While the debate over whether Coalgate was a scam worth R1.86 lakh crore continues, the larger issue remains that of tackling its root cause, the huge shortage of coal in India and the near-complete monopoly of the public sector Coal India Limited. A recent report on coal by PricewaterhouseCoopers has some interesting facts that are worth looking at. While India’s coal production has increased from around 431 million tonnes in 2006-07 to around 554 million tonnes in 2011-12, this is still way short of the demand that is around 600 million tonnes. While imports make good the gap, keep in mind imported supplies are around $60 per tonne more expensive—that kind of a price difference, in turn, raises power costs by about R1.32 per unit. Given the political economy of power prices and the difficulty in raising tariffs, that’s a significant contributor to overall loss levels.

What makes the situation all the more worrying is that India has the fifth-largest reserves of coal in the world. Not all the problems, it is true, can be laid at Coal India’s doors. According to Coal India, 179 forestry proposals are awaiting clearances and if all approvals are secured on time, it can more than double its output to 1,132 million tonnes. It is the same lack of approvals, for instance, that ensured that captive mines have been able to produce only 36 million tonnes in 2010-11 as compared to the target of three times that amount.

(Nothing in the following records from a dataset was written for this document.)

PR #4718, opened 2025-08-13
[MWPW-167915] - faas autocomplete preserve

DKos95:
On PROD (Firefox) https://www.adobe.com/creativecloud/business/teams/request-information.html there is this dependency file https://tag.demandbase.com/shared/forms_45169bf05c.min.js that changes autocomplete to off on faas forms, since we can't change that file we have to create a mechanism to preserve these attributes if they are changed.

**QA Note**
Since this dependency file is only available on PROD we can't directly test this issue with that file changing the autocomplete to off, but we can emulate this behavior by applying a script in the browser console and trying to change the autocomplete ourselves to off and seeing if they are preserved, the following script can be used to test this:

`document.querySelectorAll('.faas-form input:not([type="hidden"]), .faas-form textarea').forEach(el => el.setAttribute('autocomplete', 'off'));`

Resolves: [MWPW-167915](https://jira.corp.adobe.com/browse/MWPW-167915)

**PSI Test URLs:**
- After: https://faas-autocomplete-demandbase--milo--adobecom.aem.page/?martech=off

**Test URLs:**
- Before: https://main--cc--adobecom.aem.live/creativecloud/business/teams/request-information?georouting=off
- After: https://main--cc--adobecom.aem.live/creativecloud/business/teams/request-information?georouting=off&milolibs=faas-autocomplete-demandbase

### DIFF
--- a/libs/blocks/faas/faas.js
+++ b/libs/blocks/faas/faas.js
@@ -75,14 +75,11 @@ const createValidationObserver = () => new MutationObserver((mutations) => {
 const createAutocompleteObserver = () => (
   new MutationObserver((mutations) => {
     mutations.forEach((mutation) => {
-      if (mutation.type !== 'attributes') return;
-
       const inputElement = mutation.target;
-
-      if (inputElement.getAttribute('autocomplete') !== 'off') return;
+      if (mutation.type !== 'attributes' || inputElement.getAttribute('autocomplete') !== 'off') return;
 
       const originalValue = inputElement.dataset.originalAutocomplete;
-      if (originalValue === undefined) return;
+      if (originalValue === '') return;
       inputElement.setAttribute('autocomplete', originalValue);
     });
   })
--- a/libs/blocks/faas/faas.js
+++ b/libs/blocks/faas/faas.js
@@ -72,6 +72,33 @@ const createValidationObserver = () => new MutationObserver((mutations) => {
   });
 });
 
+const createAutocompleteObserver = () => (
+  new MutationObserver((mutations) => {
+    mutations.forEach((mutation) => {
+      if (mutation.type !== 'attributes') return;
+
+      const inputElement = mutation.target;
+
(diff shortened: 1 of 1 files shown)


mokimo (approved):
Wasn't this fixed as per @overmyheadandbody comment?

> This seems to have been fixed, autocomplete is set to organization.

Seems a bit weird to me to overwrite whatever the faas script is doing not sure who maintains that, ideally it should be fixed there...

I don't see any blockers on merging per-se though, hence I'll approve. Would be great if Rares can have some eyes on this as he recently worked on this block

DKos95:
> Wasn't this fixed as per @overmyheadandbody comment?
> 
> > This seems to have been fixed, autocomplete is set to organization.
> 
> Seems a bit weird to me to overwrite whatever the faas script is doing not sure who maintains that, ideally it should be fixed there...
> 
> I don't see any blockers on merging per-se though, hence I'll approve. Would be great if Rares can have some eyes on this as he recently worked on this block

It probably seemed that it was fixed but that was because it happens on some browsers and also depends on how fast you are to check because this script takes a while to execute and change the autocomplete.


https://github.com/user-attachments/assets/0689d5ca-b232-454f-8543-0abfe0c16f8d

robert-bogos (approved):
code looks good 👍

overmyheadandbody:
@zagi25 might have a good point with this being intentional, I hadn't noticed it before, but it does make sense. I'm not sure how to best treat this, though. I will bring this up with Taryn to see if we can make the field accessible, while still allowing for the custom autocomplete logic.

overmyheadandbody (changes requested):
Blocking for now, I think Ratko makes a great point, I'd like to confirm the scenario before moving forward with this. I'll have an answer by Thursday evening on this.

SilviuLCF (approved):
Verified , testing details 
https://jira.corp.adobe.com/browse/MWPW-167915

But surely private sector efficiencies can be brought in by allowing professional mining companies in? In 1980, India had 11.5 billion tonnes of iron ore reserves and Australia 15 billion; in 2005, India was 13.8 billion and Australia 40 billion. Not surprising when you consider that the $174 billion Australia had invested in mines in April 2011 was a 31% hike since October 2010. We’ve seen a similar hike in oil/gas reserves once ONGC/OIL’s monopoly was broken. In the case of diamonds where Australian firm Rio Tinto is prospecting in India, it’s interesting to note that, as compared to 12 kimberlites (rock formations in which diamonds may be present) discovered by various government organisations in India between 1980 and 2004, Rio Tinto has found 22 kimberlites between 2000 and 2003. What’s unclear is what is so strategic about coal that Coal India’s monopoly can’t be broken.